+++ Provided data

PR #2918, opened 2018-02-03
Problem: test_timers and test_timeo frequently fail on travis-ci

sigiesec:
Solution: relaxed test assumptions

Note: this PR requires #2908 to be merged first.


include/zmq.h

++++++

Task objective
Write out every line of the material again, exactly as it reads.

Response area
PR #2918, opened 2018-02-03
Problem: test_timers and test_timeo frequently fail on travis-ci

sigiesec:
Solution: relaxed test assumptions

Note: this PR requires #2908 to be merged first.


include/zmq.h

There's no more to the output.